El viaje de Pelosi fue noticia y provocó tensiones internacionales durante casi un mes antes de que comenzara, ya que las filtraciones de los medios revelaron que planeaba hacer una escala en Taiwán, una isla autónoma reclamada por China. La Casa Blanca se negó a respaldar el viaje, y Beijing prometió repetidamente una reacción severa, que ahora se está desarrollando en forma de ejercicios con fuego real por parte del Ejército Popular de Liberación que rodea a Taiwán, mientras Pelosi sale de la región.

Max Baucus, quien se desempeñó como embajador de Estados Unidos en China bajo el expresidente Barack Obama de 2014 a 2017, dijo semana de noticias que el viaje de Pelosi «fue un error» y «desacertado».

“En pocas palabras, la política exterior de Estados Unidos con respecto a China debería ser reducir las tensiones, no aumentarlas”, dijo Baucus. “Y la visita de Pelosi claramente aumentó la tensión entre Estados Unidos y China”.
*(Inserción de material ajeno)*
PR #852, opened 2019-08-02
Add Partial Equivalences, Partial Setoids, and Partial Reasoning

TOTBWF:
This PR adds Partial Equivalences and Partial Setoids, which generalize Equivalence Relations and Setoids by removing the reflexivity requirement. This opens the door to dealing with algebraic substructures, as well as other subset related things.


JacquesCarette:
Looks great to me!

src/Relation/Binary/Partial.agda
```diff
@@ -0,0 +1,58 @@
...
+
+------------------------------------------------------------------------
+-- Simple properties and equivalence relations
+
+open import Relation.Binary.Core public
+
+------------------------------------------------------------------------
+-- Equivalence relations
+
+record IsPartialEquivalence {a ℓ} {A : Set a} (_≈_ : Rel A ℓ) : Set (a ⊔ ℓ) where
```
MatthewDaggitt: I might be tempted to extract the `{a ℓ} {A : Set a}` out into a private variable declaration at the top of the file.

src/Relation/Binary/Partial.agda
```diff
@@ -0,0 +1,58 @@
...
+  field
+    sym   : Symmetric _≈_
+    trans : Transitive _≈_
+
+------------------------------------------------------------------------
+-- Partial Setoids
+
+record PartialSetoid c ℓ : Set (suc (c ⊔ ℓ)) where
```
MatthewDaggitt: I'd try and keep the level names consistent, i.e. stay with `a` instead of `c`.

src/Relation/Binary/Partial.agda
```diff
@@ -0,0 +1,58 @@
...
+  { sym = sym
+  ; trans = trans
+  }
+  where open IsEquivalence eq
+
+fromSetoid : ∀ {c ℓ} → Setoid c ℓ → PartialSetoid c ℓ
+fromSetoid S = record
+  { Carrier = Carrier
+  ; _≈_ = _≈_
+  ; isPartialEquivalence = fromEquivalence isEquivalence
```
MatthewDaggitt: So you should only need the `isPartialEquivalence` field here.

TOTBWF:
I suppose that those partial versions could be useful to someone, but I am struggling to figure out what the use cases would be.

Perhaps it would be better to add `IsPartialEquivalence` to `Relation.Binary.Core` and `PartialSetoid` to `Relation.Binary`, as that would let us add

MatthewDaggitt:
> Perhaps it would be better to add IsPartialEquivalence to Relation.Binary.Core and PartialSetoid to Relation.Binary, as that would let us add isPartialEquivalence and partialSetoid as definitions in the record modules of IsEquivalence and Setoid, which would make lowering much less painful.

Yup, that would seem to make sense. If there's no plan to extend the hierarchy to the orders then I think it's fine having them in the same modules as the originals.

The only thing left to do then (after the minor changes I mention above) is to add a CHANGELOG entry and then we should be good to go :+1:

TOTBWF:
This should be good to go!

MatthewDaggitt:
Merged, thanks for all the work @TOTBWF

Argumentó que el viaje también «pone a Taiwán en una situación más difícil» al lidiar con las consecuencias, no solo en el ámbito de la seguridad, sino también en la esfera económica. Las maniobras militares de Beijing han ido acompañadas de una serie de restricciones comerciales contra Taipei, que cuenta con China continental como su principal socio comercial.

Cuando Baucus advirtió que el Ejército Popular de Liberación estaba realizando una «prueba para tomar potencialmente una acción militar más fuerte contra Taiwán» en el futuro, dijo que la isla se encontraba cada vez más atrapada entre los caprichos rivales de las dos naciones más poderosas del mundo.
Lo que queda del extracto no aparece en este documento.